* _Material for this task_:

PR #8094, opened 2025-01-14
docs: Merged the 'OS versions/distros' and 'configuration' fields on the issue template

nbolton:
When reporing bugs, in the configuration field, I noticed people mostly tend to repeat what they said in the OS field. This is telling me that the configuration field is redundant and generates noise. People tend to better describe their setup in the 'Additional information' field.

### DIFF
--- a/.github/ISSUE_TEMPLATE/bug_report.yml
+++ b/.github/ISSUE_TEMPLATE/bug_report.yml
@@ -94,28 +94,17 @@ body:
     attributes:
       label: OS versions/distros
       description: |
-        Please provide the version number of your operating system (OS).
-        If you're using Linux, please provide the name of the distribution.
+        Please provide the your operating system (OS) and version.
+        If you're using Linux, please tell us the name of the distribution.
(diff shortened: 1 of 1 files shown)


sithlord48:
With the new copy of info in the about dialog we should have them paste that for us

nbolton:
> With the new copy of info in the about dialog we should have them paste that for us

Sure, I was thinking about this. Do we need a different field entirely where they can just paste in from the about dialog on each of their computers? I worry this could be difficult for people to follow, since they might not be signed into GitHub on all of their computers.

Most people manually type stuff in my experience, especially if copy pasting is hard (or if copy/paste is broken in Deskflow). I would prefer they copy/pasted things like this but that's people for you.

sithlord48:
We have ppl just making feature requests in place of bugs.. we can only guide them they have to take the time and fill it out. If they can't provide info for us to help them with then idk what we can do for them.

nbolton:
Sounds like this idea needs to brew a bit more.

PR #8096, opened 2025-01-15
More cmake Simplification

sithlord48:
Changes to the cmake project files

 - Template based RC file generation
 - Create more cmake project level variables and use them thru out the build files
 - Remove the two remaining use of globing for src  `deskflow-gui` and the `gui` library
 - Remove some no longer needed project wide `include_directories`
 - Remove unused `AppDelegate` (mac only only)


src/apps/deskflow-server/CMakeLists.txt
nbolton, line 1: I'm planning to remove the legacy tray icon code (it's way overdue), so I wonder if we might be as well to not include `EXE_ICON`, `EXE_RC_DIALOG`, `EXE_RC_MENU`, etc.

src/apps/deskflow-client/CMakeLists.txt
nbolton, line 1: Same as comment for `deskflow-server`.

nbolton (approved):

src/apps/deskflow-server/CMakeLists.txt
sithlord48: When you remove it you can remove this new code.

sithlord48:
I would say land it now as the code to remove those icons and the switching is not done yet.

PR #8099, opened 2025-01-16
feat: bake in light and dark icon theme

sithlord48:
- bake a simple light and dark icon theme based on kde breeze.
 - Use SVG for all our icons 

Should use system provided icons if they exist if not fallback to our baked in icon set.


nbolton (changes requested):
Secure connection icon doesn't seem to work on Windows.
image

nbolton (changes requested):
On GNOME the secure icon is different to KDE/macOS.
image

nbolton:
> On GNOME the secure icon is different to KDE/macOS.

Though I kind of like the GNOME low-secure icon :D 
image

sithlord48:
It uses the platform icons and ours as a fallback

nbolton (changes requested):
Trash icon not rendering on Windows.

image

Hmm, logo doesn't render either.

image

nbolton:
> It uses the platform icons and ours as a fallback

Yeah I see that now. 

How come the KDE and macOS icons are the same?

Some of the GNOME icons kind of suck... are they legacy?

sithlord48:
If there is no icon it should fall back to out baked in set of breeze
icons  (the kde default)

sithlord48:
Ill have to lookin to that ..

nbolton:
> If there is no icon it should fall back to out baked in set of breeze icons (the kde default)

I feel like the GNOME icons it uses are super legacy... can we not use breeze icons for all platforms? They're the best ones.

sithlord48:
I don't want to override a users picked theme . I realize it's not a thing
on gnome but that is their choice.

nbolton:
> I don't want to override a users picked theme . I realize it's not a thing on gnome but that is their choice.

Got it. Well in that case I'm changing my GNOME icon theme to Breeze! :+1: 

image

sithlord48:
:)

nbolton:
>> Trash icon not rendering on Windows.
> Ill have to lookin to that ..

Interestingly, the file open/browse icons are working on Windows, but no other icons are.

image

sithlord48:
I found the issue the icons windows can not open are sim links so i will need to just make copies of the items in "common" for each theme

sithlord48:
Should be better on windows now. (It was at least in my vm correct. 

@nbolton  you want breeze-dark if you have a "dark " color scheme.

nbolton (approved):
Tested and working with both light and dark mode on: KDE, GNOME, Windows, macOS.

Excellent PR.

PR #8100, opened 2025-01-16
feat: Handle empty update response and improve logging

nbolton:
- Shows warning when empty response back from update server. 
- Improved logging for when new version available/not available.

### DIFF
--- a/src/apps/deskflow-gui/VersionChecker.cpp
+++ b/src/apps/deskflow-gui/VersionChecker.cpp
@@ -48,11 +48,17 @@ void VersionChecker::replyFinished(QNetworkReply *reply)
   reply->deleteLater();
   qDebug("version check response: %s", qPrintable(newestVersion));
 
-  if (!newestVersion.isEmpty() && compareVersions(kVersion, newestVersion) > 0) {
-    qDebug("update found");
+  if (newestVersion.isEmpty()) {
+    qWarning() << "version check is response is empty";
+    return;
+  }
+
+  if (compareVersions(kVersion, newestVersion) > 0) {
+    qWarning().noquote() //
+        << QStringLiteral("current version %1 out of date, update available: %2").arg(kVersion, newestVersion);
     Q_EMIT updateFound(newestVersion);
   } else {
-    qDebug("no updates found");
+    qDebug().noquote() << QStringLiteral("current version %1 is upto date").arg(kVersion);
   }
 }
 


src/apps/deskflow-gui/VersionChecker.cpp
```diff
@@ -63,11 +63,16 @@ void VersionChecker::replyFinished(QNetworkReply *reply)
   const auto newestVersion = QString(reply->readAll());
   qDebug("version check response: %s", qPrintable(newestVersion));
 
-  if (!newestVersion.isEmpty() && compareVersions(kVersion, newestVersion) > 0) {
-    qDebug("update found");
+  if (newestVersion.isEmpty()) {
+    qWarning("version check response is empty");
```
sithlord48, line 67: qWarning () << "version check is response is empty";

src/apps/deskflow-gui/VersionChecker.cpp
```diff
@@ -63,11 +63,16 @@ void VersionChecker::replyFinished(QNetworkReply *reply)
...
+    return;
+  }
+
+  if (compareVersions(kVersion, newestVersion) > 0) {
+    qWarning("current version %s out of date, update available: %s", qPrintable(kVersion), qPrintable(newestVersion));
```
sithlord48, line 72: qWarning() << QStringLiteral("current version %1 out of date, update available: %2").arg(kVersion, newestVersion);

src/apps/deskflow-gui/VersionChecker.cpp
```diff
@@ -63,11 +63,16 @@ void VersionChecker::replyFinished(QNetworkReply *reply)
...
     Q_EMIT updateFound(newestVersion);
   } else {
-    qDebug("no updates found");
+    qDebug("current version %s up to date", qPrintable(kVersion));
```
sithlord48, line 75: qDebug() << QStringLiteral("current version %1 is upto date").arg(kVersion);

sithlord48 (changes requested):
Don't put the strings in the () for qDebug() , qWarning, and qInfo() . Also this can be done better by using one string perhaps 

auto string = QStringLiteral("current version %1").arg (kversion)
if outof date
string.append(QStringLiterla("is out of date") ... 
etc..  before printing to the console.

nbolton:
Thanks for the review, I'll set to draft until I can carve out some time to fix.

nbolton:
Needs finishing. Not very urgent but I will complete.

src/apps/deskflow-gui/VersionChecker.cpp
```diff
@@ -52,11 +52,17 @@ void VersionChecker::replyFinished(QNetworkReply *reply)
   const auto newestVersion = QString(reply->readAll());
   qDebug("version check response: %s", qPrintable(newestVersion));
 
-  if (!newestVersion.isEmpty() && compareVersions(kVersion, newestVersion) > 0) {
-    qDebug("update found");
+  if (newestVersion.isEmpty()) {
+    qWarning() << "version check is response is empty";
```
sithlord48, line 56: don't you want `.noquote()` here ?

sithlord48 (commented):
Do we really need to log its out of date the gui will show this via the icon.

src/apps/deskflow-gui/VersionChecker.cpp
sithlord48: no but i know you dont like to see the quotes hence the suggestion  if your not getting them then no reason to add or change the line.

nbolton: > if your not getting them then no reason to add or change the line.

Correct. When you use a C-style string literal with the stream insertion operator instead of `QStringLiteral`, quotes are not added; quotes are only added when you use a `QStringLiteral` (or `QString`) which I am of course not doing.

This:
```cpp
  qWarning() << "no quotes here :)";
```

Outputs:
```
[2025-03-21T10:20:18] WARNING: no quotes here :)
```

nbolton:
> Do we really need to log its out of date the gui will show this via the icon.

Think about this from a troubleshooting perspective. When a user sends us information, they often send us either a screenshot or a log but rarely both. If we receive only the log, having all the info there saves time for everyone.

Logs aren't just for the user, they're also for people helping the user.

nbolton:
@sithlord48 Ready for your review.

sithlord48 (approved):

* _Exercise_: Where the line containing "Think about this" appears in the records above, begin there and print every line through the last, exactly and with nothing else.

* _Your solution_:
Think about this from a troubleshooting perspective. When a user sends us information, they often send us either a screenshot or a log but rarely both. If we receive only the log, having all the info there saves time for everyone.

Logs aren't just for the user, they're also for people helping the user.

nbolton:
@sithlord48 Ready for your review.

sithlord48 (approved):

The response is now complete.